EXERCISE INSTRUCTIONS: Among the lines below, keep only those from the one containing "Issue #2311, opened 2015-10-02" through the one containing "for comparison #2311", and reproduce them exactly.

Records drawn from a dataset:
%%

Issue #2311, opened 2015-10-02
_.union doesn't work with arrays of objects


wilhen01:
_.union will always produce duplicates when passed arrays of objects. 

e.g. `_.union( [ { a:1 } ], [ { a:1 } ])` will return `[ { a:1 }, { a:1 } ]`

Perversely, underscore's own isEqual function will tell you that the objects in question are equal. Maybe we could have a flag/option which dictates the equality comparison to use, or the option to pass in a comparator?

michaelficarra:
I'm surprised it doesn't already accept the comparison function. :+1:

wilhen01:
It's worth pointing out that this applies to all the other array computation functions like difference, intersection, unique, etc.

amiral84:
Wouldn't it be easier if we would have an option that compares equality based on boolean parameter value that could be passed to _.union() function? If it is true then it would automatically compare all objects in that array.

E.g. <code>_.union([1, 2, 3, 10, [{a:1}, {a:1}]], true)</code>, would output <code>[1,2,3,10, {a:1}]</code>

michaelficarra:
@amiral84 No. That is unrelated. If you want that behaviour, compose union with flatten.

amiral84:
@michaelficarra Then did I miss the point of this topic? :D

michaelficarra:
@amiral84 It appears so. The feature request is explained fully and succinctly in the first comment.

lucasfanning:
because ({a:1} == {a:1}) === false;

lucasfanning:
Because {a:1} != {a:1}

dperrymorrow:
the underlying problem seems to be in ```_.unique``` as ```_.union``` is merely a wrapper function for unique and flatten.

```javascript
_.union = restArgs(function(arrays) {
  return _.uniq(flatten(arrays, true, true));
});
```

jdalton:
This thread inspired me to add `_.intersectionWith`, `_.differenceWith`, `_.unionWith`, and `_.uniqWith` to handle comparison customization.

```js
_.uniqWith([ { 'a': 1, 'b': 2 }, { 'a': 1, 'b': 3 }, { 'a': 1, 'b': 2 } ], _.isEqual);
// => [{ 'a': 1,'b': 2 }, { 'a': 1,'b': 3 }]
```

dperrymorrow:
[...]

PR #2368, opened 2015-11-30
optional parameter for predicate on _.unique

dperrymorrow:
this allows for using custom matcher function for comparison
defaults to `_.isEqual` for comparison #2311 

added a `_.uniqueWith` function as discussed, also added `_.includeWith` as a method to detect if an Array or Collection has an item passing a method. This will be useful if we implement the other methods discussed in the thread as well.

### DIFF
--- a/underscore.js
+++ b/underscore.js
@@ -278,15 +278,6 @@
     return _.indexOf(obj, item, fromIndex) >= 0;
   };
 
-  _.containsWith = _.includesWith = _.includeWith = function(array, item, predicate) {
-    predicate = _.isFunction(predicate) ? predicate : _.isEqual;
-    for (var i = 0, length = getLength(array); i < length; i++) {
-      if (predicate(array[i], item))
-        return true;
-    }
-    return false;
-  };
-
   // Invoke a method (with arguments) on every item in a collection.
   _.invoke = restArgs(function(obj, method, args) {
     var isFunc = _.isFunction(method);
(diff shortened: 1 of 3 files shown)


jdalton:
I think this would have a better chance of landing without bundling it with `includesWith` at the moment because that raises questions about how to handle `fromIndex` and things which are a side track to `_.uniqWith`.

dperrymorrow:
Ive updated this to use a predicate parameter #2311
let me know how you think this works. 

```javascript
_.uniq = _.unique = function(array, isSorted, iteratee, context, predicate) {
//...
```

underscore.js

%%
%%

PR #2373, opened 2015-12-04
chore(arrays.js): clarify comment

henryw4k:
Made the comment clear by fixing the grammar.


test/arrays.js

%%
%%

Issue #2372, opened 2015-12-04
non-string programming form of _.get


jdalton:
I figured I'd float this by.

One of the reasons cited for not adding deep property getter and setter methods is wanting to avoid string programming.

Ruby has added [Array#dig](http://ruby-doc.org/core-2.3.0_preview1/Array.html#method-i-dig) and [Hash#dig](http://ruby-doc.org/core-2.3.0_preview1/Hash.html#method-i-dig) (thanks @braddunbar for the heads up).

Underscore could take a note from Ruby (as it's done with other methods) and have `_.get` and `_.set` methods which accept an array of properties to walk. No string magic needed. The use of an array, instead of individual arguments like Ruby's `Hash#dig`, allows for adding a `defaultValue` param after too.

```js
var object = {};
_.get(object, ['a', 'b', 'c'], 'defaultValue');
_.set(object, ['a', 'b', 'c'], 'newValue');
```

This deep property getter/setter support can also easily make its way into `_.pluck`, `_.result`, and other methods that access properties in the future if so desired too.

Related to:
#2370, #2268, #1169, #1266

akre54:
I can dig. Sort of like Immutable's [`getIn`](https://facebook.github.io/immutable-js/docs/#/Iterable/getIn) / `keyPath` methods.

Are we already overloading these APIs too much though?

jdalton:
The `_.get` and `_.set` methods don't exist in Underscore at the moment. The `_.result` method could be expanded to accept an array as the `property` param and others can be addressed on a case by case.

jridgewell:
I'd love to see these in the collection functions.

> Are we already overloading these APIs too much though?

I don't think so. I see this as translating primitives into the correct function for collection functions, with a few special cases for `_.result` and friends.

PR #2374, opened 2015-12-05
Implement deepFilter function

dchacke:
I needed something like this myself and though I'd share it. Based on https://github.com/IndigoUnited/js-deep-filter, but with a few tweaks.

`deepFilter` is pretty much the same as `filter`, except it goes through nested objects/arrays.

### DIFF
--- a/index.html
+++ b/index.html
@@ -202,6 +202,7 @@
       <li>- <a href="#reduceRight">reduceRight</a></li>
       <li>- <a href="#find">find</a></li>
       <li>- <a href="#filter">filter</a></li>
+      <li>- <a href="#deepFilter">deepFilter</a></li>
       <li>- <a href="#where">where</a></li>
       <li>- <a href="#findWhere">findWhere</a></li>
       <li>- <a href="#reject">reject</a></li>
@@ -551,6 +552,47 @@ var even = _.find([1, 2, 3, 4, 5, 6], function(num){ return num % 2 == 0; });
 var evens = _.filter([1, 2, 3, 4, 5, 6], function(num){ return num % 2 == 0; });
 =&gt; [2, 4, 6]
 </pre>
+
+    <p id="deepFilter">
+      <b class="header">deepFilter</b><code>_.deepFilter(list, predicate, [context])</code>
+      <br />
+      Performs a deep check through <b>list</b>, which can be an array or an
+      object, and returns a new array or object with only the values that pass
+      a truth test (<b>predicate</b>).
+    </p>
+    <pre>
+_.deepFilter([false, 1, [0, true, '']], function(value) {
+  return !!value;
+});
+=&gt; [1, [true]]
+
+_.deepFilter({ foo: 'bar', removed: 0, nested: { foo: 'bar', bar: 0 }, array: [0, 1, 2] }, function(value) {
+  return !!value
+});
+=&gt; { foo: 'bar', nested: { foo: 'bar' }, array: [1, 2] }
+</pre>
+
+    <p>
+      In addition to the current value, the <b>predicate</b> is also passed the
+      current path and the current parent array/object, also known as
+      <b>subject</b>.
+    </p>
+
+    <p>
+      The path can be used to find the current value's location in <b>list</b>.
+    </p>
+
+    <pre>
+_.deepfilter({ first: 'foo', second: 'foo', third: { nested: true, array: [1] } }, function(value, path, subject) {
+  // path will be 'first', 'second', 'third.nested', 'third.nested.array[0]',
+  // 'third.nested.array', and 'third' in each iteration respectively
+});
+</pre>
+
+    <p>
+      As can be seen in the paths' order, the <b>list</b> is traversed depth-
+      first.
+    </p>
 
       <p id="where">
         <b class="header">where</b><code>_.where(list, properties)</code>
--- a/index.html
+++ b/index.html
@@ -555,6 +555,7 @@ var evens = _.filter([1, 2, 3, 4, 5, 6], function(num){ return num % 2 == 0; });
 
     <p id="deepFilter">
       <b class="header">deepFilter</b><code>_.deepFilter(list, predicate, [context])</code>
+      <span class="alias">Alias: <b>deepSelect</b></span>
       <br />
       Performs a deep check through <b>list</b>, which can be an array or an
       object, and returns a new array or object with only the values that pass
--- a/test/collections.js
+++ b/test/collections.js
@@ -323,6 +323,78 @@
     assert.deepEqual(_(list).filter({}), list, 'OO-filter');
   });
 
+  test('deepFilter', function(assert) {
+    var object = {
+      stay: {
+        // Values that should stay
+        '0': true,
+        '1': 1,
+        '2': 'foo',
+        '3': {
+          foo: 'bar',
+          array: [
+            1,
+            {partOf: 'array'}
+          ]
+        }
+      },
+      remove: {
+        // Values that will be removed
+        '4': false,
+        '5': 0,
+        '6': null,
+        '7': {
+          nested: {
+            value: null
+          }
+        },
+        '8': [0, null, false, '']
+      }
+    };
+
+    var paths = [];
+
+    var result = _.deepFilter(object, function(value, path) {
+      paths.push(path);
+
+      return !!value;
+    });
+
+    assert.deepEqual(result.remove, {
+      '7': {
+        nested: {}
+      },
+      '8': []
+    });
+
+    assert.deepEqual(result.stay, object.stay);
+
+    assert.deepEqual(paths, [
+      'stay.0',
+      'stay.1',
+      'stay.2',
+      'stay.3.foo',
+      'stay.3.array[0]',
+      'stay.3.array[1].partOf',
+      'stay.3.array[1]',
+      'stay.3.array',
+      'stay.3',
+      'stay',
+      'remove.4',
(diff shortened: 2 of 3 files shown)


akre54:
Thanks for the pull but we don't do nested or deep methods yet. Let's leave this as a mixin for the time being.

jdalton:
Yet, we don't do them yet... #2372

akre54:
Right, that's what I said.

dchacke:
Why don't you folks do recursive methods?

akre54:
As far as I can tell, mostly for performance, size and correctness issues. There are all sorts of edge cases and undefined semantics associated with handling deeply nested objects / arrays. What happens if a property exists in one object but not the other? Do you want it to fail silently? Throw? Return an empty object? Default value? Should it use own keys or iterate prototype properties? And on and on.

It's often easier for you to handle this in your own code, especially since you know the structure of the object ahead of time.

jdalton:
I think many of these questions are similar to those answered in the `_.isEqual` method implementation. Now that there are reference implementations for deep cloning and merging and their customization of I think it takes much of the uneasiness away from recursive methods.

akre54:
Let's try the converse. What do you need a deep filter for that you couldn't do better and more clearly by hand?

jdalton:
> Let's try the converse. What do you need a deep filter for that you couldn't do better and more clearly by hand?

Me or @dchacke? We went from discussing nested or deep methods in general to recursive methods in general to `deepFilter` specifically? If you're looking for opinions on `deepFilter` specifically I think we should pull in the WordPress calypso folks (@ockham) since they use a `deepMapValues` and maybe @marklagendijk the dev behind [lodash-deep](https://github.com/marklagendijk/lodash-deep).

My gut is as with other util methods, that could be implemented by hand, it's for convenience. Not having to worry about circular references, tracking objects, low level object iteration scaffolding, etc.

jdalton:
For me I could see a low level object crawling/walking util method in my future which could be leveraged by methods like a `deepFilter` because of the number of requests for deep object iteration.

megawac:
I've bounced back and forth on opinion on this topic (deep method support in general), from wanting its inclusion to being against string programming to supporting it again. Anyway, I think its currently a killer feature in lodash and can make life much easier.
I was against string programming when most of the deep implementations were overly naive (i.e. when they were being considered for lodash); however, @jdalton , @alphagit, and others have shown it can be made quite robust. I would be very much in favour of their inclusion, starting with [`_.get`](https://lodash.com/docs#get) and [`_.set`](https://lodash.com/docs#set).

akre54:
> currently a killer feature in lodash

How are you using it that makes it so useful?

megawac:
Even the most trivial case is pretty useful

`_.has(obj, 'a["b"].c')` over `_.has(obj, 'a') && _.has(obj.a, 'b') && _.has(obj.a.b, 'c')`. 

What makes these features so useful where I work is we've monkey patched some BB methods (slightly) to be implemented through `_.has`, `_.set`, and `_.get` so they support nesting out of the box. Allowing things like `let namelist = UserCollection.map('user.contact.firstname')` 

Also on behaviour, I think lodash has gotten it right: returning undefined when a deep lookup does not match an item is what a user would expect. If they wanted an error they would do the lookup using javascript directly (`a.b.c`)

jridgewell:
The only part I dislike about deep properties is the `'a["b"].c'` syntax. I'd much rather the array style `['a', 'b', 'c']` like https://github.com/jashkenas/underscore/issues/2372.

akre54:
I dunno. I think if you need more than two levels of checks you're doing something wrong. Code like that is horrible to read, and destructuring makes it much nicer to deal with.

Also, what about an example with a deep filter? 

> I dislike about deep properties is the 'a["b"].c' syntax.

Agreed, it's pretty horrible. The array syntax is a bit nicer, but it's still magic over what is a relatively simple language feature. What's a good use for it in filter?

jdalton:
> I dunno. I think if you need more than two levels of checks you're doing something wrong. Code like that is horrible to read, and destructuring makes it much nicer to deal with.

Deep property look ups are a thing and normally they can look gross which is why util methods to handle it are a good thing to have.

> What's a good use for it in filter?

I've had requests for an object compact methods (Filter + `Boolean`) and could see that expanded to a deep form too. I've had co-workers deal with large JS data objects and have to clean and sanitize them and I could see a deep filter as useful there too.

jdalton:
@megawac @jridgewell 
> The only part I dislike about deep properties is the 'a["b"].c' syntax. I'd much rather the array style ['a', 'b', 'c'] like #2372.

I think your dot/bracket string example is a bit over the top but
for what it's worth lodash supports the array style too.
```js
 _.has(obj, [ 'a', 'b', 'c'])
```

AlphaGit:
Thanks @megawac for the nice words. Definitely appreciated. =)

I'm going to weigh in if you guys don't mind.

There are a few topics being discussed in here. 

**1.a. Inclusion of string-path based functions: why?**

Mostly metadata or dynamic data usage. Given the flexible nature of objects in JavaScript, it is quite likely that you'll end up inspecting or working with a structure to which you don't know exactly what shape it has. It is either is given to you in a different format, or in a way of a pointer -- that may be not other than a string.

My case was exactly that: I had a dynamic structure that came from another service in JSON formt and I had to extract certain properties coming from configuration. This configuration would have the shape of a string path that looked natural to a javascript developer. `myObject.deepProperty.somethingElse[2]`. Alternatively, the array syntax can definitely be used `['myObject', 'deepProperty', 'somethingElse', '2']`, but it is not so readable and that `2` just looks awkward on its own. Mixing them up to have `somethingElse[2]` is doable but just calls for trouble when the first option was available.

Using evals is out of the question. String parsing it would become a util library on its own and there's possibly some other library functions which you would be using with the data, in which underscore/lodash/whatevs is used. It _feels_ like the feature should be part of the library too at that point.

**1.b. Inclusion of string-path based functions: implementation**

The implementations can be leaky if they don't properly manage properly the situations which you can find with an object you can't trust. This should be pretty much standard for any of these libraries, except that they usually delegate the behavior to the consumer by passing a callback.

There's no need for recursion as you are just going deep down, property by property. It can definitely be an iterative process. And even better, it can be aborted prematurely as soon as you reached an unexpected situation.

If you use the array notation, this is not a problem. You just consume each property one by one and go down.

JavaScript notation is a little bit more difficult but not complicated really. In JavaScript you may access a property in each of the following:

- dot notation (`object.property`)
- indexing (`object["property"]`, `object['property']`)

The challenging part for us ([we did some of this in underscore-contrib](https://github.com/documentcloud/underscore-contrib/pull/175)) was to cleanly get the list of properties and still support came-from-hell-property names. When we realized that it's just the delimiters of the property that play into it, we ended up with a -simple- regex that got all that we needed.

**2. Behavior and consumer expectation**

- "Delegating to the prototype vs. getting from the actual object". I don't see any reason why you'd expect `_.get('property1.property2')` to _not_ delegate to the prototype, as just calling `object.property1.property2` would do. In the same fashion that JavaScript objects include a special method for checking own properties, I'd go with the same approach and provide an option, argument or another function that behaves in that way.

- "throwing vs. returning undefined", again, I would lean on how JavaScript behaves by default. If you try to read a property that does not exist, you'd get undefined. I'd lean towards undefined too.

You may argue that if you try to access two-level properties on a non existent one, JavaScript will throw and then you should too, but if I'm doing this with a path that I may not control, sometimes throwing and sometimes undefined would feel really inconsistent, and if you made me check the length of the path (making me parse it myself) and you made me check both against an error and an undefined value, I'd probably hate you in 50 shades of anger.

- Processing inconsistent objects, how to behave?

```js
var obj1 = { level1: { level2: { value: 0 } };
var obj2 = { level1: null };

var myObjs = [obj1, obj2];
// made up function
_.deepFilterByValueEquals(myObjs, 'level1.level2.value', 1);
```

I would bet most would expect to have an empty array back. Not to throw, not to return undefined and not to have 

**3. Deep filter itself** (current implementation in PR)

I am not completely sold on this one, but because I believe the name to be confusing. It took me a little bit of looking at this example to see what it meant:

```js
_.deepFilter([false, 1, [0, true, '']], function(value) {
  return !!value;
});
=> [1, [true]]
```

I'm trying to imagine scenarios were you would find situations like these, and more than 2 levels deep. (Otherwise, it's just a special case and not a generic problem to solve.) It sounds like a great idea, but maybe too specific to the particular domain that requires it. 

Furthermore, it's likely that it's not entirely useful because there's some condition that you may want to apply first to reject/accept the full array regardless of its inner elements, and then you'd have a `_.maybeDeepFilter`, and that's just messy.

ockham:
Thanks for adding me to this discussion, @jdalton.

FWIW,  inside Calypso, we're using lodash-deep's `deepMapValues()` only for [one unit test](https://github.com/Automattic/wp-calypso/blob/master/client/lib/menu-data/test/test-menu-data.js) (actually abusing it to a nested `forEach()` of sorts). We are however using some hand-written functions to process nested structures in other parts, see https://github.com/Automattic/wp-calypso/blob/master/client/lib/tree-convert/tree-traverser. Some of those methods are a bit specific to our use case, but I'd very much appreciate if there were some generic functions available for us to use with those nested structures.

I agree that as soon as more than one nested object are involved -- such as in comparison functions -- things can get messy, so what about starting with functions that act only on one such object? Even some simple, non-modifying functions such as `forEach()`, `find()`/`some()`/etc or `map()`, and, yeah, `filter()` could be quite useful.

%%

TASK OUTPUT:
Issue #2311, opened 2015-10-02
_.union doesn't work with arrays of objects


wilhen01:
_.union will always produce duplicates when passed arrays of objects. 

e.g. `_.union( [ { a:1 } ], [ { a:1 } ])` will return `[ { a:1 }, { a:1 } ]`

Perversely, underscore's own isEqual function will tell you that the objects in question are equal. Maybe we could have a flag/option which dictates the equality comparison to use, or the option to pass in a comparator?

michaelficarra:
I'm surprised it doesn't already accept the comparison function. :+1:

wilhen01:
It's worth pointing out that this applies to all the other array computation functions like difference, intersection, unique, etc.

amiral84:
Wouldn't it be easier if we would have an option that compares equality based on boolean parameter value that could be passed to _.union() function? If it is true then it would automatically compare all objects in that array.

E.g. <code>_.union([1, 2, 3, 10, [{a:1}, {a:1}]], true)</code>, would output <code>[1,2,3,10, {a:1}]</code>

michaelficarra:
@amiral84 No. That is unrelated. If you want that behaviour, compose union with flatten.

amiral84:
@michaelficarra Then did I miss the point of this topic? :D

michaelficarra:
@amiral84 It appears so. The feature request is explained fully and succinctly in the first comment.

lucasfanning:
because ({a:1} == {a:1}) === false;

lucasfanning:
Because {a:1} != {a:1}

dperrymorrow:
the underlying problem seems to be in ```_.unique``` as ```_.union``` is merely a wrapper function for unique and flatten.

```javascript
_.union = restArgs(function(arrays) {
  return _.uniq(flatten(arrays, true, true));
});
```

jdalton:
This thread inspired me to add `_.intersectionWith`, `_.differenceWith`, `_.unionWith`, and `_.uniqWith` to handle comparison customization.

```js
_.uniqWith([ { 'a': 1, 'b': 2 }, { 'a': 1, 'b': 3 }, { 'a': 1, 'b': 2 } ], _.isEqual);
// => [{ 'a': 1,'b': 2 }, { 'a': 1,'b': 3 }]
```

dperrymorrow:
[...]

PR #2368, opened 2015-11-30
optional parameter for predicate on _.unique

dperrymorrow:
this allows for using custom matcher function for comparison
defaults to `_.isEqual` for comparison #2311 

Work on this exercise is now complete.